Plasma protein and tumor tissue gene expression analyses in ovarian cancer reveals differentially co-regulated clusters between benign and malignant conditions

Ovarian cancer is the deadliest of gynecological cancers and surgery is often necessary for a final diagnosis. Benign cases could be managed more conservatively, avoiding the risks and complications associated with surgery, if accurate diagnostic biomarkers existed.
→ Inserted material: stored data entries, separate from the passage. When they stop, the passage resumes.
Issue #230, opened 2021-05-05
Import error


mauku:
Hi , 
i have installed the package for python 3.6 with the following command : sudo apt install robotpkg-py36-eigenpy
However , when I try to import eigenpy i get the following error : 
 import eigenpy
  File "/opt/openrobots/lib/python3.6/site-packages/eigenpy/__init__.py", line 17, in <module>
    from .eigenpy import *
ImportError: /usr/lib/x86_64-linux-gnu/libboost_python-py27.so.1.65.1: undefined symbol: PyClass_Type

It seems its compiled with boost lib for python 2.7 , any suggestions how to solve this ? 
Thanks in advance , Markus !

jcarpent:
Dear @mauku,

You should uninstall eigenpy for Python 2.7.
```
apt-get uninstall robotpkg-py36-eigenpy
```

On a large level, I would recommand to use conda to install eigenpy for easy and robust installation, if you are not confident with your current environment settings.

mauku:
Thanks for the fast answer. I already installed eigenpy for Python 2.7 . The issue stays the same. I would prefer the debian package over conda, since I don't have the best experiences with conda.

jcarpent:
In fact, you should uninstall this package. There is a conflict between eigenpy for Python 2.7 and eigenpy for Python 3.6

mauku:
Sorry i misswrote , i uninstalled the package , but the error stays

jcarpent:
Could you do: `locate libeigen.so`
And also `export LD_LIBRARY_PATH=/opt/openrobots/lib:$LD_LIBRARY_PATH`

Underlying differences between circulating protein biomarkers and tumor gene expression also restricts interpretation and prioritization of potential biomarkers for diagnosis and potential drug targets. Here, high-throughput affinity plasma proteomics data encompassing over 5400 proteins in plasma from 404 women from two independent Swedish cohorts were analyzed alone and combined with total RNA sequencing in corresponding benign and malignant tumor tissue. A subset of 191 proteins previously identified as differentially expressed between benign and malignant conditions were used to perform correlation analyses, revealing similar patterns between groups but much stronger signals in malignant cases. Comparison with known protein interactions from the STRING database revealed a highly interconnected network consisting of 154 proteins in plasma. Differential correlation analysis (DCA) was performed on the full set of 5414 proteins and for their corresponding tumor RNA expression. DCA identified 31 plasma proteins with significant differential correlations (adjusted p < 0.05, {Delta}R > 0.5) and 759 tumor transcript pairs with significantly differentially correlating RNA expression. Distinct protein-protein correlation patterns in plasma were discovered and validated with notable differences between benign and malignant tumors. In general, these patterns were distinct from those detected on gene expression level in tumor tissue. In conclusion, our findings reveal clear differences in plasma protein co-regulation, with distinct correlation patterns between malignant and benign cases. The differences between results obtained in tumor transcriptomics and plasma proteomics results from the same patients warrants further studies into the tumor microenvironment to understand the function of promising protein biomarker candidates and the potential of these as future drug targets.